Exercise: The line that contains "chore: previous round" and all lines following it to the end of the data below: set these down exactly, and nothing besides.

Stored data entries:

PR #1995, opened 2022-09-02
chore: previous round next votes sync imrpovement

mfrankovi:
1. In VotePacketHandler::process process next votes from previous round same as it is done in VotesSyncPacketHandler::process
2. In broadcastPreviousRoundNextVotesBundle rebroadcast all votes even though we think that other nodes know about it
3. broadcastPreviousRoundNextVotesBundle is called in secondFinish each 100 steps, changed it to 20 steps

Reply to the exercise:
chore: previous round next votes sync imrpovement

mfrankovi:
1. In VotePacketHandler::process process next votes from previous round same as it is done in VotesSyncPacketHandler::process
2. In broadcastPreviousRoundNextVotesBundle rebroadcast all votes even though we think that other nodes know about it
3. broadcastPreviousRoundNextVotesBundle is called in secondFinish each 100 steps, changed it to 20 steps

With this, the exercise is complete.